In-Memory Queue

The in-memory queue — a buffer inside the app server

Every request that lands on the app server goes into an in-memory queue before being picked up by a thread. The queue is the buffer that absorbs the spike. When the queue is full, the server rejects.

How the app server processes requests¶

The app server runs a thread pool — a fixed number of threads that process requests concurrently. When a request arrives, it doesn't go directly to a thread. It joins a queue first. A free thread picks it up when it's ready.

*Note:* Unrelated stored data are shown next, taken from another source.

Issue #668, opened 2026-07-24
walkNodes descent gaps found by the walker-coverage tripwire (5 fields)


egonSchiele:
The walker-coverage tripwire added in the Template Agency follow-ups PR (corpus invariants in `lib/utils/expressionSlots.test.ts`, "walker coverage" describe block) found five places where `walkNodes` (`lib/utils/node.ts`) never descends into genuine expression content. Each is recorded in `KNOWN_WALKER_GAPS` in that test file, and a staleness guard asserts each entry still shields something — so fixing a gap fails the suite until its entry is deleted, and the fix cannot land silently.

Why these are not fixed in the discovering PR: `walkNodes` backs the symbol-table resolver (which populates `scope` on variable references and so drives codegen — `__stack.locals.foo` vs bare identifiers), template hygiene's free-name analysis, and the LSP. Adding a descent case makes previously unvisited expressions start getting scope-resolved, which can change generated code. Each fix deserves its own review of that surface.

The five gaps:

1. **`functionParameter.defaultValue`** — parameter default expressions are never walked (~730 expression nodes across the stdlib corpus). Template hygiene cannot see names in defaults; the symbol table never visits them.
2. **`function.docString`** — docstring interpolation segments are never walked, but docstring interpolations ARE evaluated (`hasDocStringInterpolation` in `typescriptBuilder.ts` gates codegen on them). Names inside `${...}` in a docstring are invisible to hygiene and the symbol table walk.
3. **`assignment.accessChain`** (slice entries) — slice-assignment bounds (`arr[a:b] = x`) are not walked. Index and methodCall chain entries are; `valueAccess` (the read side) walks slices. Found by the slot-agreement invariant: `expressionSlots` enumerates these bounds, the walker skips them.
4. **`matchBlockCase.guard`** — unlowered match-arm guard expressions are not walked. The lowered if-chain form is, so the compile pipeline is unaffected; the unlowered view (formatter, templates, hygiene) misses names in guards.
5. **`tag.arguments`** — `@validate`/tag annotation arguments (validator function references and values) are never walked.

For each fix: add the descent in `walkNodes`, run the full unit suite plus the agency suite in CI, delete the corresponding `KNOWN_WALKER_GAPS` entry (the staleness guard forces this), and call out in the PR what the symbol table now resolves that it previously did not.

[...]

PR #669, opened 2026-07-24
Template Agency follow-ups: walker tripwire, pattern-binder hygiene, origin-aware errors

egonSchiele:
Three follow-ups from Template Agency (#665), one commit each, plus an audit commit.

## 1. Walker-coverage tripwire (`lib/utils/expressionSlots.test.ts`)

Template hygiene's free-name analysis is exactly as complete as `walkNodes`' descent: a position the walker misses under-reports free names, no test fails, and a filler silently captures a template binder — capture avoidance failing open. That guarantee was a hand-enumerated 15-position list in `hole.test.ts`, which has the same drift disease the slot table was built to kill.

Two structural corpus invariants now guard it, over the whole corpus in BOTH parse modes (lowered = compile pipeline's view; unlowered = template/hygiene's view, patterns and comprehensions intact):

- **Slot-table agreement** — every `expressionSlots` expr of a walked node must itself be walked. A consistency check between the two tables, not a reachability proof; it found the slice-assignment gap on its first run.
- **Structural reachability** — crawl every AST field generically; every expression-typed node found must be walked unless its owning field has a recorded ruling. This is the invariant that catches positions nobody registered anywhere.

Exclusions are keyed `"ownerType.field"` (a bare `"pattern"` would silently cover `isExpression` and `typePattern` too), each with a one-line justification.

**`walkNodes` is deliberately untouched.** Per owner direction, walker fixes are their own PRs — `walkNodes` feeds the symbol table and codegen scope resolution, so every descent change is a compiler change. The five real gaps the invariants found are recorded in `KNOWN_WALKER_GAPS` and tracked in #668:

| Gap | What's invisible there |
|---|---|
| `functionParameter.defaultValue` | ~730 expression nodes in parameter defaults |
| `function.docString` | docstring interpolations (which the builder DOES evaluate) |
| `assignment.accessChain` | slice-assignment bounds `arr[a:b] = x` (read-side slices are walked) |
| `matchBlockCase.guard` | unlowered match-arm guards (lowered if-chain form is walked) |
| `tag.arguments` | `@validate`/tag annotation arguments |

**Hard to forget, in both directions:** a new node kind missing walker descent fails the reachability invariant by name; and a *staleness guard* asserts each `KNOWN_WALKER_GAPS` entry still shields at least one unwalked node — so the walker-fix PR cannot land without deleting its entry, and a stale entry fails loudly (verified by inserting a bogus entry). The hole-position battery stays, demoted to parser coverage; `freeNamesOf`'s load-bearing comment now points at the invariants.

A `comprehension.agency` generator fixture was added because the corpus contained no comprehension (the liveness check demanded one).

## 2. Pattern binders in hygiene (`lib/runtime/template/hygiene.ts`)

Templates parse with `lower: false`, so destructuring reaches hygiene as an `assignment` whose `variableName` is the `"__destructured"` sentinel with the real binders in `pattern` — and `bindersOfNode` read only `variableName`. A template `const { key } = getSecrets()` bound a name hygiene could not see, so a filler mentioning `key` captured the secret.

`patternBinders` now feeds collision detection from object/array/rest patterns, for-loop binders, and comprehension binders (identical `itemVar` shape). The one subtle rename case: shorthand `{ tmp }` is simultaneously the property being READ and the binder, so a renamed shorthand expands to `{ tmp: __hygN_tmp }` — same read, fresh binder (the generator collapses back to shorthand only when key and name match, so it prints as written). Rest identifiers rename via `isNameField`; every other pattern-held binder is a `variableName` node the generic walkers already rewrite. `directBinders` (the shadow-stop) and `maxHygieneIndex` (counter seeding) get pattern binders through the same helper.

**Scope ruling:** result-pattern bindings (`is success(v)`) and match-arm binders stay untracked — both are branch-scoped, which needs flow-aware rename planning. The guide's blanket destructuring caveat is replaced by that narrower honest limit.

## 3. Origin-aware fill errors and `holesOf` (`fill.ts`, `holes.ts`, `stdlib/agency.agency`)

`fill` deep-stamps `loc.origin = { kind: "filler", name }` on every grafted node, but nothing read it. Now two readers do:

- Fill-path errors append ``(in code grafted by the fill for `#helpers`)`` when the offending hole carries a filler origin, and the unknown-name error annotates its hole list the same way. The old redundant tail on the type error (which repeated the hole's own name; unreferenced by any test) is replaced.
- `HoleInfo` gains `origin: string | null`, mirrored in the Agency-side type — so after `fill(mainTpl, { helpers: partialGuard })`, `holesOf` reports `{ name: "minutes", origin: "helpers", ... }` and a model composing templates knows which sub-template each remaining hole came from. Proven end-to-end by the `holesOfOrigin` execution fixture.

Two deliberate semantics, documented in code, guide, and dev doc: **outermost graft wins** (re-grafting overwrites the stamp, so origin means "the fill this node most recently arrived through" — the one the current caller performed), and **best-effort** (loc-less inner nodes carry no stamp and yield `origin: null`). Compile-side attribution stays impossible until an AST-in compile entry point exists: `toSource` prints and `runCode` re-parses, and `loc` does not survive that boundary.

## Notes for review

- One deviation from the arrays-not-sets rule: the invariants use JS `Set` for walked-node membership, which is by object identity over tens of thousands of nodes per file — `array.includes` would make them quadratic.
- `patternBinders` is new rather than reused: `patternLowering.ts`'s `walkPattern` is module-private and visits match-position kinds (literals, result patterns) that bind nothing for hygiene.
- Full unit suite green (9,308 tests), `lint:structure` clean, `tsc` clean, `make` + `make doc` run for the stdlib change. CI runs the agency suite.


packages/agency-lang/docs/site/guide/templates.md
```diff
@@ -147,7 +151,9 @@ node main() {
...
 
-One current limit: destructuring-pattern binders are not tracked for collisions. If a filler destructures into a name the template also uses, rename one of them yourself.
+Destructuring binders are tracked like any other name: `const { key } = …`, array and rest patterns, and for-loop and comprehension binders all participate in collision detection. One wrinkle worth knowing: renaming a shorthand `{ key }` in place would change which property is *read*, so a renamed shorthand expands to `{ key: __hyg1_key }` — same read, fresh binder.
+
+Two binder forms are not yet tracked for collisions: names bound by result patterns (`if (r is success(v)) { … }` binds `v`) and names bound inside match arms. If a filler or template uses one of those names on the other side, rename it yourself.
```
egonSchiele, line 156: This limit is understated, and the understatement matters because a reader will conclude the failure is "a collision I have to notice myself."

The actual behaviour is worse than a missed collision: the rename walkers rewrite *uses* of the name inside the arm while leaving the pattern binding alone, so the generated program reads a different variable. I ran this on `main` (so this is pre-existing, not introduced here):

```
node main() {
  const v = 1
  const x = #e          // filled with `v + 1`
  const r = load()
  if (r is success(v)) {
    print(v)
  }
  print(v)
}
```

produces:

```
node main() {
  const __hyg1_v = 1
  const x = v + 1
  const r = load()
  if (r is success(v)) {
    print(__hyg1_v)     // <-- was the pattern binding, now the outer variable
  }
  print(__hyg1_v)
}
```

`print(v)` inside the arm meant the success value; after the fill it means the outer `const`. Nothing errors — the program compiles and silently computes the wrong thing.

Two options, either fine by me:
1. Cheapest correct fix, and it fits the existing machinery: treat a result-pattern / match-arm binding as a **shadow stop**, the way `directBinders` already stops an outer rename at an inner def that rebinds the name. Renames simply do not descend past a binding of the same name. That closes the silent-wrong-value case without needing flow-aware rename planning, which is the reason given for deferring full tracking.
2. If it stays deferred, say what actually happens here and in the dev doc: not "the collision is missed" but "an outer rename rewrites uses inside the arm and the arm's binder does not follow, so the arm reads the outer variable."

Worth a follow-up issue either way, since a silently-wrong program is a different severity from an un-renamed collision.

packages/agency-lang/lib/utils/expressionSlots.test.ts
```diff
@@ -324,3 +342,220 @@ describe("expressionSlots: corpus invariants", () => {
...
+  "assignment.pattern": "binding pattern: variableName members are binders, not uses",
+  "forLoop.itemVar": "for-loop binder (string or pattern), not a use",
+  "comprehension.itemVar": "comprehension binder, same shape and ruling as forLoop.itemVar",
+  "matchYield.typeSource":
+    "type-checker view of the arm expression (lib/types/matchYield.ts); the executable " +
+    "copy flows through the hoisted temp assignment, which is walked",
+  "objectPatternProperty.value":
+    "pattern property content: a literal matcher or a binder, not a use",
+  "typePattern.pattern": "type-pattern binder, not a use",
+  "functionCall.block":
```
egonSchiele, line 381: This ruling is accurate but the mechanism makes it far broader than the justification. `childViaFor` is sticky (line 426), so excluding the field `functionCall.block` removes the **entire inline-block subtree** from the reachability invariant, not just the wrapper node the comment is about.

Measured on the corpus (lowered parse): 807 expression-typed nodes live under a `functionCall.block`. Exactly 52 of them are unwalked, and all 52 are `blockArgument` wrapper nodes. So the entry correctly rules on 52 nodes and silently drops coverage of the other 755 — which are walked today, and which the invariant would otherwise protect against a future regression. Inline `block:` bodies are ordinary user code; losing coverage there is the opposite of what this describe block is for.

The ruling is about a node **type**, not a field. Suggest a second table:

```ts
const WALKER_EXCLUDED_TYPES: Record<string, string> = {
  blockArgument:
    "wrapper node is not itself yielded; its BODY is walked through bodySlots (blockAncestor)",
};
```

and skip in the reachability invariant on `WALKER_EXCLUDED_TYPES[node.type]` instead of shielding the subtree. Then the 755 stay covered and the 52 stay ruled on.

packages/agency-lang/lib/utils/expressionSlots.test.ts
```diff
@@ -324,3 +342,220 @@ describe("expressionSlots: corpus invariants", () => {
...
+}
+
+function isKnownGap(ownerType: string, key: string): boolean {
+  return Object.hasOwn(KNOWN_WALKER_GAPS, `${ownerType}.${key}`);
+}
+
+type StructuralVia = "clear" | "excluded" | "knownGap";
+
+function childViaFor(current: StructuralVia, ownerType: string, key: string): StructuralVia {
+  if (current !== "clear") return current;
```
egonSchiele, line 426: Same stickiness point as the `functionCall.block` comment, applied to `KNOWN_WALKER_GAPS`.

`assignment.accessChain` is recorded as a gap because slice bounds are not walked. Measured on the corpus: 24 expression nodes live under an assignment's `accessChain`, 4 are unwalked (the slice bounds, exactly as the entry says), and the other 20 — index expressions and method-call arguments — are walked but now shielded. So the entry buys back its 4 and costs 20.

The staleness guard is unaffected either way (it only needs one still-unwalked node), so narrowing is free. Two ways:
- Key gaps by the deepest field that is actually broken (`accessChain` slice `start`/`end` rather than the whole chain), or
- Make `via` non-sticky for gaps: shield only nodes whose *immediate* owning field is the recorded one, and let anything deeper be checked normally.

The second is probably simpler and applies uniformly. `function.docString` and `functionParameter.defaultValue` are whole-subtree gaps where stickiness is correct, so whichever way you go, keep those working.

packages/agency-lang/lib/runtime/template/fill.ts
```diff
@@ -29,12 +29,36 @@ import {
...
+/** Attribution for errors that anchor to a node carried in by a graft:
+ *  its loc.origin (stamped by stampOrigin) names the fill the node most
+ *  recently arrived through — re-grafting overwrites the stamp, so in a
+ *  nested composition the OUTERMOST graft wins, which is the one the
+ *  current caller performed and can act on. Best-effort: loc-less inner
+ *  nodes carry no stamp and get no suffix. Only the fill path can read
+ *  this — toSource/runCode re-parse from text, which drops loc entirely;
+ *  compile-side attribution needs the fragment-checker entry point
+ *  (recorded follow-up). */
+function originSuffix(loc: SourceLocation | undefined): string {
```
egonSchiele, line 41: Placement problem: `originSuffix` landed between the module's big doc comment (the "rules, in order of how much damage getting them wrong would do" block) and `fillHoles`. That comment documents `fillHoles` and is now attached to `originSuffix`, so `fillHoles` — the entry point of the whole file — reads as undocumented, and the substitution rules read as if they describe an error-message helper.

Move `originSuffix` below `fillHoles` (or above the rules block) so the doc comment sits on the function it describes.

packages/agency-lang/lib/runtime/template/fill.ts
```diff
@@ -29,12 +29,36 @@ import {
...
+  if (!loc?.origin || loc.origin.kind !== "filler") return "";
+  return ` (in code grafted by the fill for \`#${loc.origin.name}\`)`;
+}
+
 export function fillHoles(code: Code, values: Record<string, unknown>): Code {
+  const holes = findHoles(code.nodes);
```
egonSchiele, line 47: `findHoles` now runs a full `walkNodesArray` of the template on every `fillHoles` call, but its result is only used inside the `!present.includes(name)` error branch. `holeNames` already walks the tree once, so this doubles the walk on the success path to build data for a message that is usually never produced.

Hoist it into the branch:

```ts
if (!present.includes(name)) {
  const holes = findHoles(code.nodes);
  ...
}
```

Small, but this file already made the opposite trade deliberately — `GraftSite` hoists `bindersOf`/`freeNamesOf` specifically so the non-colliding path does not pay for the colliding one (hygiene.ts). Same principle.

egonSchiele (commented):
Reviewed all three commits against the code they touch, and ran a couple of measurements locally to check two claims. The shape is right: the tripwire genuinely found five gaps, the decision to record them rather than fix `walkNodes` in this PR is the correct call, and the staleness guard is the part that makes that decision safe. Pattern-binder hygiene looks correct, and the shorthand expansion is handled the way it has to be.

Five comments inline. Two are worth acting on before merge (the sticky exclusions and the docstring placement), one is a factual sharpening of a documented limit, and two are small.

**One thing I could not verify from the diff:** the `holesOfOrigin` fixture asserts `holes.length != 1`, which pins that a fill leaves exactly one hole. If a future edit to `holesOfOriginInner.agency` adds a hole, the failure message ("wrong hole count") will read as a fixture problem rather than an origin problem. Minor, and arguably the right strictness.

**What I checked and found fine:**
- Every `originSuffix` call site passes a `SourceLocation | undefined` from a hole that actually anchors the error; `substituteAny` correctly uses `value.loc` rather than a hole variable that is not in scope there.
- The old `(in the fill for \`#name\`)` tail was unreferenced by any test or doc, so replacing it is safe.
- `comprehension` really does carry `indexVar?: string` (`lib/types/comprehension.ts:23`), so the shared `forLoop`/`comprehension` branch in `bindersOfNode` is not reading a field that does not exist.
- `formatObjectPattern` collapses `key: value` back to shorthand only when the names match (`lib/backends/agencyGenerator.ts:909-914`), so the expansion prints as the tests expect and an unrenamed pattern round-trips unchanged.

Incoming requests → [in-memory queue] → [thread pool] → controller → DynamoDB

This is built into the web framework — Go, Java, Node all work this way. You configure two numbers and the framework handles the rest:

max_threads: 200      (how many requests processed concurrently)
queue_size:  50,000   (how many requests can wait before rejection)

How the numbers are set¶

You don't guess — you load test. You gradually increase traffic on the app server and measure latency. The point where latency starts spiking is your capacity limit.

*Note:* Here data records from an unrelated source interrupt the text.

PR #671, opened 2026-07-24
Reify: std::agency describe() reports a module's exports as data

egonSchiele:
The reify primitive from the Template Agency spec's deferred list: ask what a module exports without reading its source, so generators can be shaped by what a module *contains* instead of hand-maintained lists.

## The API

One new export from `std::agency`:

```
export idempotent def describe(source: string): Result<ModuleInfo>

type ExportInfo = {
  name: string,
  kind: "def" | "node" | "type",
  signature: string,        // printed declaration, no keywords, no docs
  docstring: string | null, // docstring (defs/nodes) or doc comment (types)
  effects: string[],        // same names + "unknown" sentinel as getEffects
  destructive: boolean,
  idempotent: boolean
}

type ModuleInfo = {
  description: string | null,   // module @module doc comment text
  exports: ExportInfo[]         // source order
}
```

Say load testing shows one app server handles 10,000 requests/second comfortably. You set:

queue_size = 50,000   (5 seconds of buffer at peak load)

At 10K RPS, the queue fills in 5 seconds if no threads are free. Auto-scaling needs 2-3 minutes. So the queue alone isn't enough to absorb the full gap — but combined with some requests being processed normally, it buys significant time before rejections start.

The full flow under load¶

Normal load (5K RPS):
→ Requests arrive → queue at ~50% → threads process → queue stays healthy

Spike (20K RPS):
→ Requests arrive faster than threads process
→ Queue grows: 1K → 5K → 20K → 50K
→ Queue full → new requests rejected (429)
→ Auto-scaling triggers, new servers spin up (2-3 min)
→ Load distributes across new servers
→ Queue drains → system back to normal

The queue absorbs the initial spike. Rejections protect the server from crashing. Auto-scaling restores full capacity.

Interview framing

"Each app server has an in-memory request queue in front of the thread pool — this is standard in any web framework. Queue capacity is set based on load testing. When the queue fills, we reject with 429. Auto-scaling runs in parallel and restores capacity within 2-3 minutes."